The Orphan Drug Designation has been granted for the combination of two active ingredients of AB569: sodium nitrite and ethylenediaminetetraacetic acid. AB569 is to be administered to patients as a nebulized (inhaled) solution. AB569 was invented at the University of Cincinnati in the lab of Dr. Daniel Hassett.
Arch Biopartners CEO Richard Muruve said: "This Orphan Drug Designation from the FDA supports our effort to advance AB569 as a potential treatment for P. aeruginosa lung infections in patients with cystic fibrosis.
"The designation also complements a strong patent position for this new biocide drug treatment. We are currently finalizing the manufacturing and toxicology requirements for AB569 in order to prepare an Investigational New Drug application."

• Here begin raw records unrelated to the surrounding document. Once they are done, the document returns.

PR #5151, opened 2022-12-20
raidboss: include healers in DSR p6 rng buster callouts

GoldenLumia:
Something I've noticed during reclears is that the healers do not get a buster callout for the RNG busters that occur during Wyrmsbreath 1 and 2, even though it would benefit healers to know where to quickly use their single target mitigation so they have more time to get to the right spot. I did not include healers in the callout for tanks apart, since obviously the healers will have their own positions during those mechanics.

### DIFF
--- a/ui/raidboss/data/06-ew/ultimate/dragonsongs_reprise_ultimate.ts
+++ b/ui/raidboss/data/06-ew/ultimate/dragonsongs_reprise_ultimate.ts
@@ -2281,72 +2281,68 @@ const triggerSet: TriggerSet<Data> = {
       id: 'DSR Great Wyrmsbreath Hraesvelgr Not Glowing',
       type: 'StartsUsing',
       netRegex: { id: '6D34', source: 'Hraesvelgr', capture: false },
-      alertText: (data, _matches, output) => {
+      response: (data, _matches, output) => {
+        // cactbot-builtin-response
+        output.responseOutputStrings = {
+          tanksApart: {
+            en: 'Apart (Hrae buster)',
+            de: 'Auseinander (Hrae-buster)',
+            ja: '離れる (フレスから攻撃)',
+            cn: '分散 (圣龙死刑)',
+            ko: '떨어지기 (흐레스벨그 탱버)',
+          },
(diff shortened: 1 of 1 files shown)


quisquous:
Hmm, I guess I don't totally follow these changes.  It looks like the original code is already (intending?) to call out for non-tanks, e.g.

```typescript
        if (data.role === 'tank')
          return { alertText: output.tanksApart!() };
        return { infoText: output.hraesvelgrTankbuster!() };
```

For healers, it should say "Hrae Tankbuster" there, and for tanks it should say "Apart (Hrae buster)".

Is the issue that `DSR Great Wyrmsbreath Hraesvelgr Glowing` and `DSR Great Wyrmsbreath Nidhogg Glowing` have a condition on them? And the `condition: (data) => data.role === 'tank',` line on both of those triggers should be removed?

GoldenLumia:
I did not write the original code, but speaking from my experience playing healer in that fight I don't think I've ever seen that trigger fire in-game. 

>Is the issue that DSR Great Wyrmsbreath Hraesvelgr Glowing and DSR Great Wyrmsbreath Nidhogg Glowing have a condition on them? And the condition: (data) => data.role === 'tank', line on both of those triggers should be removed?

I was going to ask about this actually when I made my edits. Since that trigger is just passing data I was wondering if it needed a role restriction, but I couldn't tell for certain on that reading the associated docs. 

I can try removing that condition from the Glowing trigger and see if that returns it to expected behavior.

GoldenLumia:
Looks like removing those lines as suggested has returned the intended behavior from a healer POV in-game. Although I believe DPS will also see the trigger, it can help with what to feint/addle so I didn't have any plans to adjust the code further. 

I also was going to suggest adding a ${player} to the buster callout, but that's a bit outside the scope of this PR.

Thanks for the suggestion!

quisquous:
> I also was going to suggest adding a ${player} to the buster callout, but that's a bit outside the scope of this PR.

Feel free to send a follow-up PR if you'd like!

GoldenLumia:
>Feel free to send a follow-up PR if you'd like!

Sure! Will do.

The FDA Office of Orphan Products Development grants Orphan Drug Designation to drugs and biologics to encourage the development of new medicines for the safe and effective treatment of underserved, rare diseases or disorders that affect less than 200,000 patients in the U.S.
The Orphan Drug Designation qualifies Arch for a seven-year term of market exclusivity to sell AB569 in the U.S. following FDA approval of the drug. Additionally, as Arch takes AB569 through the regulatory and human trial process, the Orphan Drug Designation provides an accelerated review and approval process, potential grant funding, tax benefits and an exemption from certain user fees.
"AB569 has a dramatic and synergistic effect at killing P. aeruginosa both in vitro and in vivo, including antibiotic-resistant strains," said Dr. Hassett.
"The individual active ingredients of the drug have been approved as safe for use in humans in the past. Our team at the University of Cincinnati looks forward to working with Arch to advance AB569 into clinical trials for cystic fibrosis patients who urgently need more effective treatments for their P. aeruginosarespiratory infections."